Importance: The emergence of antibiotic-resistant Staphylococcus aureus strains presents a formidable challenge to public health, necessitating novel approaches in combating these pathogens. Traditional antibiotics are becoming increasingly ineffective, leading to a pressing need for innovative therapeutic strategies. In this study, targeting virulence factors that play a crucial role in the pathogenesis of bacterial infections offers a promising alternative to circumvent resistance mechanisms. The discovery of isorhapontigenin as an inhibitor of S. aureus virulence represents a significant advance in anti-virulence therapy.

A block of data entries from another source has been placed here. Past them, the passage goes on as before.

PR #755, opened 2022-10-12
Add an integration test that triggers a variant analysis

robertbrignull:
Draft / test PR so far and then I'll fill this out properly later.


robertbrignull:
Should be good to review now. It seems to be all working now and it's adding the label successfully.

To check the non-pull request side of it, I did a run where it was running on `push` at https://github.com/github/codeql-variant-analysis-action/actions/runs/3282831674/jobs/5406762493. You can see that the variant analysis ran and the validation worked and the "success label" step was skipped successfully.

TIL actions prints out a very nice explanation of why it did or didn't run a step:
```
##[debug]Evaluating condition for step: 'Add success label to pull request'
##[debug]Evaluating: (success() && (github.event.pull_request.number != null))
##[debug]Evaluating And:
##[debug]..Evaluating success:
##[debug]..=> true
##[debug]..Evaluating NotEqual:
##[debug]....Evaluating Index:
##[debug]......Evaluating Index:
##[debug]........Evaluating Index:
##[debug]..........Evaluating github:
##[debug]..........=> Object
##[debug]..........Evaluating String:
##[debug]..........=> 'event'
##[debug]........=> Object
##[debug]........Evaluating String:
##[debug]........=> 'pull_request'
##[debug]......=> null
##[debug]....=> null
##[debug]....Evaluating Null:
##[debug]....=> null
##[debug]..=> false
##[debug]=> false
##[debug]Expanded: (true && (null != null))
##[debug]Result: false
```

.github/workflows/integration-test-call.yml
```diff
@@ -1,77 +0,0 @@
-name: "Integration test (using workflow call)"
```
koesie10, line 1: Do we not want to keep testing the existing MRVA flow? This is still used by our beta testers, so we still shouldn't break this until everyone is actually using live results.

.github/workflows/integration-tests.yml
```diff
@@ -0,0 +1,125 @@
...
+
+          ID="$(echo "$RESPONSE" | jq '.id')"
+          echo "Triggered variant analysis $ID"
+
+          if [ "$ID" == "null" ]; then
+            echo "Error triggering variant analysis"
+            exit 1
+          fi
+
+          echo "::set-output name=variant_anlaysis_id::$ID"
```
koesie10, line 51:
```suggestion
          echo "::set-output name=variant_analysis_id::$ID"
```

.github/workflows/integration-tests.yml
```diff
@@ -0,0 +1,125 @@
...
+        run: |
+          while true; do
+            RESPONSE=$(curl -H "Authorization: Bearer ${{ secrets.BOT_TOKEN }}" "https://api.github.com/repos/$GITHUB_REPOSITORY/code-scanning/codeql/variant-analyses/${{ steps.trigger.outputs.variant_anlaysis_id }}")
+            STATUS="$(echo "$RESPONSE" | jq '.status' -r)"
+            echo "Variant analysis ${{ steps.trigger.outputs.variant_anlaysis_id }} status: $STATUS"
+            if [ "$STATUS" == "completed" ]; then
+              echo "Exiting..."
+              exit 0
+            fi
+            sleep 10s
```
koesie10, line 63: Should we put a timeout on this workflow of e.g. 30 minutes? Otherwise we would keep polling for 6 hours.

.github/workflows/integration-tests.yml
```diff
@@ -0,0 +1,125 @@
...
+          done
+
+      - name: Validate variant anlaysis status
```
koesie10, line 66:
```suggestion
      - name: Validate variant analysis status
```

.github/workflows/integration-tests.yml
```diff
@@ -0,0 +1,125 @@
...
+
+          if [ "$(echo "$RESPONSE" | jq '.skipped_repositories.no_codeql_db_repos.repository_count')" != "0" ]; then
+            echo "Number of no CodeQL DB skipped repos is not 0"
+            exit 1
+          fi
+
+          if [ "$(echo "$RESPONSE" | jq '.skipped_repositories.over_limit_repos.repository_count')" != "0" ]; then
+            echo "Number of over limit skipped repos is not 0"
+            exit 1
+          fi
```
koesie10, line 110: All of these tests seem to be testing the GitHub API, rather than this action. This action shouldn't influence any of these, right? The only thing this action should influence is the status of individual repo tasks, which doesn't seem to be checked here.

.github/workflows/integration-test-call.yml
robertbrignull: You're right we should keep testing it. I was a bit too hasty in trying to delete it.

I'd prefer not to compromise on the new approach too much trying to fit it in with the old approach, but that's a separate matter. If we're ok with having semi-duplicate checks on PRs for the next couple of months then that's fine.

.github/workflows/integration-tests.yml
robertbrignull: Good point. A timeout on the workflow would stop us wasting compute time, and if the variant analysis takes longer than (e.g.) 30 minutes then something is wrong and we can consider it to have failed.

.github/workflows/integration-tests.yml
robertbrignull: That's a good observation. I hadn't really considered it that way but you're right. I think this work has become a little conflated in my head with the idea of providing integration tests of all of variant analysis.

I'm now wondering if it makes sense to slim this test down to only consider the repo tasks, or whether to keep the current content and increase it further to cover the repo tasks. I'm leaning towards to second option as it's little extra effort and then it means these tests could be useful just to run on the `main` branch. Probably not possible / worth it for testing API changes before merging, but maybe just useful as a periodic sanity check.

koesie10: I agree that it would be really useful to have integration tests of the complete variant analysis flow, but I'm not sure that the correct place is within the action. Would it be possible to separate this out and think about implementing this as e.g. a scheduled workflow, independent of the action?

.github/workflows/integration-test-call.yml
robertbrignull: I've added the old tests back, or rather I've rebased this PR so it no longer removes the old tests. The first commit of this PR is the same as before but it no longer removes the old test code. Then the other commits after the first one are addressing comments or making changes.

.github/workflows/integration-tests.yml
robertbrignull: I've added some checks of the `scanned_repositories` section that checks that both analyses succeeded, have the correct number of results, and have an artifact uploaded.

Regarding the question of whether these tests belong here or test the right thing, I think the situation is not perfect but keeping the test here is best for now. At least I'd prefer to implement these new tests here and then think about moving them later. I don't think we need another set of integration tests, so I'd prefer to either keep them here or move them elsewhere but not have this style of tests in two places.

Honestly, running these tests on every pull request of the action seems unnecessary. The only reason it makes sense having them in this repository is because this is the only repo where it's possible to test changes in this way before you merge them, but these integration tests are testing the API at least as much as they are testing this action. So I wouldn't be opposed to moving these tests out of this action and converting them to only run on schedule and on demand. Then when making changes to this action you rely on the unit tests, and can run the integration tests manually if you deem it necessary.

Does that fit with how you're thinking, and how much of this do you think we need to answer before merging this PR?

koesie10: I think it would still make sense to run these integration tests as part of this action since this repository contains essentially all the code that runs as part of the variant analysis (including the workflow that is triggered and the actions that are run). I'm not sure there's a better place for these integration tests either since that would just be duplicating part of the integration tests from this repository.

I'm happy to merge the PR without having an answer on this question since it will definitely improve the state of the integration tests and we can think about having integration tests for all of variant analysis later.

.github/workflows/integration-tests.yml
```diff
@@ -0,0 +1,141 @@
...
+
+          ID="$(echo "$RESPONSE" | jq '.id')"
+          echo "Triggered variant analysis $ID"
+
+          if [ "$ID" == "null" ]; then
+            echo "Error triggering variant analysis"
+            exit 1
+          fi
+
+          echo "::set-output name=variant_analysis_id::$ID"
```
koesie10, line 52: Do we want to track the `set-output` deprecations as a separate issue? [The new method](https://docs.github.com/en/actions/using-workflows/workflow-commands-for-github-actions#setting-an-output-parameter) seems to be to write to an environment file, but we will also need to modify the `codeql-query` workflow file for that.

koesie10 (approved):

robertbrignull:
Hmm, not sure what happened there but the CI wasn't triggering. I've squashed everything (you can see the force push is a no-op) and re-pushed and that seems to have got it going again.

This PR now only introduces the new workflow file and makes no changes to existing code. Since the new workflow was approved before I rebased I think this is good to go now and I'll merge it.

PR #757, opened 2022-10-21
Use local action instead of referencing branch

koesie10:
This will change the workflows to reference the workflow locally instead of referencing a branch. This will make it unnecessary to change the references in the workflow, making it easier to test changes to the action.

This also removes "integration tests succeeded" label since the GitHub Actions status will also be passing on the final commit. That means we should make the "integration-test" check required and remove the required state on "workflow-references-main".


robertbrignull (commented):
Ah this is really cool! I was under the impression that we couldn't reference local actions in these workflows because of how we triggered them via dynamic workflows. But if all it needed was the checkout the repository that's nice.

Have you tried out running a variant analysis with this branch?

koesie10:
> Have you tried out running a variant analysis with this branch?

I hadn't yet, but it seems like this won't work. The `actions/checkout` actions will actually check out the controller repository. We can easily change it to use this repository instead, but I don't think there's a way to figure out which ref the reusable workflow was called with. The easiest solution would be to add an input to the `codeql.query.yml` workflow with the `action_repo_ref` so we can check out the correct ref. I feel like this would be a relatively minor change which would provide some meaningful benefits for the DX of this action. What do you think?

Keywords: MgrA; Staphylococcus aureus; isorhapontigenin; virulence.

Fig 1

In vitro and in vivo toxicity of isorhapontigenin (ISO). (A) The chemical structures of isorhapontigenin. (B) Hemolytic activity of isorhapontigenin on rabbit erythrocytes. Positive control: 2% Triton X-100; negative control: PBS. (C) Cell viability of BEAS-2B and L-02 cell lines after 24-h exposure to various concentrations of isorhapontigenin, relative to untreated control cells (set at 100% viability). (D) Survival rates of G. mellonella larvae after administration of isorhapontigenin, with 10 individuals per treatment group. The positive control group received injections of S. aureus Newman, and the negative control group received PBS injections.

Fig 2

Effect of isorhapontigenin (ISO) on the hemolytic activity of S. aureus. (A) The effects of isorhapontigenin on the hemolytic activity of S. aureus Newman. Dilute the supernatant from bacterial cultures, both isorhapontigenin-treated and untreated, by a specified factor ×-fold dilution, and incubate with a 5% RBC suspension. Positive control: 2% Triton X-100; negative control: PBS. (B) Growth curves of S. aureus Newman cultured in the presence of 50 µM isorhapontigenin. DMSO serves as a control to exclude the effects of the solvent on bacterial growth, with TSB as a negative control. (C) RT-qPCR analysis of the effect of isorhapontigenin on the expression of the hla gene. (D) Western blot analysis of the impact of isorhapontigenin on the production of α-hemolysin. (E) Evaluation of isorhapontigenin’s effect on the hemolytic activity of clinical S. aureus isolates. Positive control: 2% Triton X-100; negative control: PBS.

Fig 3

Effect of isorhapontigenin (ISO) on the cytotoxicity and immune evasion capabilities of S. aureus. (A) The effects of isorhapontigenin on LDH release from BEAS-2B cells after infection with S. aureus for 24 h. LDH release is expressed as a percentage of the maximal release induced by untreated S. aureus Newman. (B) Effect of isorhapontigenin on S. aureus survival in whole blood. Survival rates are presented as percentages relative to the maximal survival of untreated S. aureus Newman. (C) Treatment with isorhapontigenin decreases S. aureus survival in RAW264.7 cells.

Fig 4

Isorhapontigenin (ISO) attenuating S. aureus virulence through MgrA-mediated regulation. (A) RT-qPCR analysis of the effect of isorhapontigenin on key virulence regulators and their target genes. (B) EMSA analysis of the impact of isorhapontigenin on MgrA protein binding to hla promoter. Lane 1 shows EMSA with protein only; lane 2 shows EMSA with hla DNA only; lanes 3–6 show EMSA with increasing concentrations of isorhapontigenin (0, 1, 25, and 50 µM). (C) TSA analysis of the interaction between isorhapontigenin and MgrA protein. (D) Molecular docking analysis of MgrA protein with isorhapontigenin.

Fig 5

Therapeutic effects of isorhapontigenin (ISO) against S. aureus Newman-induced skin abscess and pneumonia in mice. (A) Skin lesions resulting from S. aureus infection (photographed on day 3 post-infection). (B) Comparison of abscess size (area) between Newman (control) and isorhapontigenin-treated groups (treated with 20 mg/kg per day). (C) The impact of isorhapontigenin on survival rates of mice (n = 10) infected with a lethal dose of S. aureus Newman. (D) Gross evaluation of lungs in all mice and determination of bacterial load in lung tissue. (E) Histological analysis of the impact of isorhapontigenin on the lungs of mice, using H&E staining.